Data: More Availability however Limited Capacity to Use It
Since publication of our 2021 report, federal guidelines requiring plans and hospitals to publicly publish worth knowledge, in addition to a prohibition on gag clauses in provider-payer contracts, went into impact. SEHPs report that these coverage modifications have considerably improved their entry to claims and worth knowledge, however important boundaries constrain translating improved entry to knowledge into extra aggressive value containment methods.
Limited Attention to Limits on Surprise Billing
As plan sponsors, SEHPs are chargeable for implementing the federal No Surprises Act. However, 34 SEHPs reported not realizing, as of late 2022, whether or not any out-of-network suppliers had filed billing disputes in opposition to their TPAs or insurers, and solely three SEHPs had a way of what number of disputes had been resolved. No SEHP reported that the NSA was influencing their community design methods.
SEHPs broadly report a dedication to sustaining protection affordability for his or her plan members. They proceed to pursue a number of methods to constrain value progress. However, extra SEHPs must systematically measure the impression of their value containment methods, with a view to assess what’s, or is just not, working. SEHP directors discover their analysis efforts hindered by challenges accessing and utilizing claims and pricing knowledge, and whereas they report a want to make use of this knowledge to tell community and plan design, they don’t seem to be but well-situated to take action.

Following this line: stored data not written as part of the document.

PR #241, opened 2021-11-15
docs: customize the CSS and graphics

ahoymrag:
### What I did

fixes: #

### How I did it
Updated the CSS file a bit - for the docs 
- Changed the background colors
- Changed the Font Family
- Basic Padding and Leading
### Checklist

### DIFF
--- a/docs/_static/custom.css
+++ b/docs/_static/custom.css
@@ -1,1 +1,124 @@
-#version-picker-label { color: white; display: inline; }
+@import url('https://fonts.googleapis.com/css?family=Space+Mono&display=swap');
+@import url('https://fonts.googleapis.com/css?family=Rubik&display=swap');
+
+#version-picker-label { color: #ffffff; display: inline; }
+
+body {
+    font-weight: 400;
+    font-family: 'Rubik';
+    background-color: #f5f5f5;
+    min-height: 100%;
+    background: #d7d7d7;
+
+}
+
+p {
+	font-weight: 400;
+    font-family: 'Rubik';
+}
+
+h1 {
+    font-size: 65px;
+    line-height: 65px;
+    font-family: 'Space Mono';
+    text-transform: uppercase;
+    letter-spacing: -0.05em; 
+
+
+    
+}
+
+h2 {
+    font-size: 42px;
+    line-height: 42px;
+    font-family: 'Space Mono';
+    letter-spacing: -0.05em; 
+
+}
+
+a {
+    color: #FF7E7E;
+    text-decoration: none;
+    cursor: pointer;
+}
+
+a:visited {
+  color: #FF7E7E;
+}
+
+a:hover {
+  color: #000000;
+}
+
+.wy-side-scroll {
+    width: 320px;
+    background-color: #ffffff;
+    position: relative;
+    overflow-x: hidden;
+    overflow-y: scroll;
+    height: 100%;
+}
+
+
+.wy-nav-content-wrap {
+    margin-left: 300px;
+    background: #d7d7d7;
+    min-height: 100%;
+}
+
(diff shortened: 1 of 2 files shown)


docs/conf.py
```diff
@@ -77,7 +82,7 @@ def fixpath(p):
     get away with having only one copy of the CSS and web fonts.
     """
     new = f"/{project}/latest/_static/" + p.split("_static")[1]
-    return new
+    return p
```
unparalleled-js, line 85: Is the variable `new` still needed then? What is the nature of this change?

docs/_static/custom.css
```diff
@@ -1 +1,124 @@
...
+    min-height: 100%;
+    color: #9b9b9b;
+    background: #343131;
+    z-index: 200;
+}
+
+footer {
+    color: grey;
+    display: none;
+}
```
unparalleled-js, line 124: Can you add a newline at the end of this file?

docs/conf.py
```diff
@@ -58,6 +58,11 @@ def setup(sphinx):
     sphinx.connect("autoapi-skip-member", autoapi_skip_members)
 
 
+# -- AG CUSTOM CODE BABY
+def setup(app):
+    app.add_css_file('custom.css')
```
unparalleled-js, line 63: nit pick, all other strings seems to use double quotes in this file

docs/conf.py
```diff
@@ -58,6 +58,11 @@ def setup(sphinx):
     sphinx.connect("autoapi-skip-member", autoapi_skip_members)
 
 
+# -- AG CUSTOM CODE BABY
```
unparalleled-js, line 61: What is AG?

docs/_static/custom.css
```diff
@@ -1 +1,124 @@
-#version-picker-label { color: white; display: inline; }
+@import url('https://fonts.googleapis.com/css?family=Space+Mono&display=swap');
```
unparalleled-js, line 1: Can you format this file?
There are lots of unneeded empty lines and some of the indentation is off. There is probably a tool like `prettier` that can help!

unparalleled-js:
Wow this looks awesome!
I am not 100% it is loading correctly for me, can I see a screenshot so I know? Otherwise the rest of my feedback may not make complete sense:

* the font under `User API Reference` seems small. It seems smaller than other fonts like it.
* the font for `Table of Contents` seems wrong and unusual, lime times new roman or something
* the color of the links might be a tad bright for being on a white background, that orange-ish color. I love the color but it is just a tad bright, maybe?
* The user api reference guides are very white, I like maybe the main headers of the guides should be black like they are for the quickstart guides

docs/conf.py
fubuloubu: This section needs work. This was a hack to get it working for, but we should figure out exactly what's going on here and why it doesn't work before merging

docs/conf.py
fubuloubu: @ahoymrag's initials lol

docs/conf.py
```diff
@@ -58,6 +58,11 @@ def setup(sphinx):
...
+def setup(app):
```
fubuloubu, line 62: Type checker is yelling about this function name shadowing an imported function. Should rename this

fubuloubu (commented):
Run `black docs/conf.py` and amend previous commit to fix linting bug

docs/conf.py
unparalleled-js: immortalized!

unparalleled-js:
Closing as this these changes made it from #302 ! Thank you so much @ahoymrag 
It should be much easier to contribute to the docs now.

PR #246, opened 2021-11-17
refactor: add project property to CLI context object

unparalleled-js:
### What I did

To limit amount of lazy importing required, I added `project` to the `cli_ctx` object. Now, the project will get lazily imported in the background, keeping the nasty out of the CLI implementations.

### How I did it

* Add a property on `ApeCliContextOjbect` called `project` that will lazily import the project and cache that and use it on subsequent calls.
* Replace usages of importing the project within a `_cli.py` command implementation. I didn't change the `ape console`, as `ape` needs to be imported anyway so there was no reason to.

### How to verify it

`ape compile` still works

### Checklist

### DIFF
--- a/src/ape/_cli.py
+++ b/src/ape/_cli.py
@@ -23,8 +23,10 @@ def display_config(ctx, param, value):
     if not value or ctx.resilient_parsing:
         return
 
+    from ape import project
+
     click.echo("# Current configuration")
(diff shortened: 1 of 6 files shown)


unparalleled-js:
I should also add that this will help some work I am doing on making `ape compile` only compile its given contracts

Effective value containment methods for SEHPs require tradeoffs, and SEHPs should steadiness the competing calls for of stakeholders. Mitigating potential backlash typically entails injecting larger complexity and administrative overhead (and value) into the initiative’s design and implementation. SEHPs additionally report frustration that their TPA distributors are sometimes not agile or prepared companions of their value management efforts.
SEHP directors are bracing for rising costs and a tightening fiscal image. Identifying and increasing on value containment methods that successfully goal major value drivers, generate minimal “member friction,” and that don’t require appreciable administrative overhead is difficult for SEHPs. However, a number of SEHP directors are demonstrating that it’s doable to implement methods that maintain promise for decreasing supplier worth inflation whereas additionally minimizing stakeholder pushback.
Download the total report right here.
Access an interactive state map and downloadable knowledge tables right here.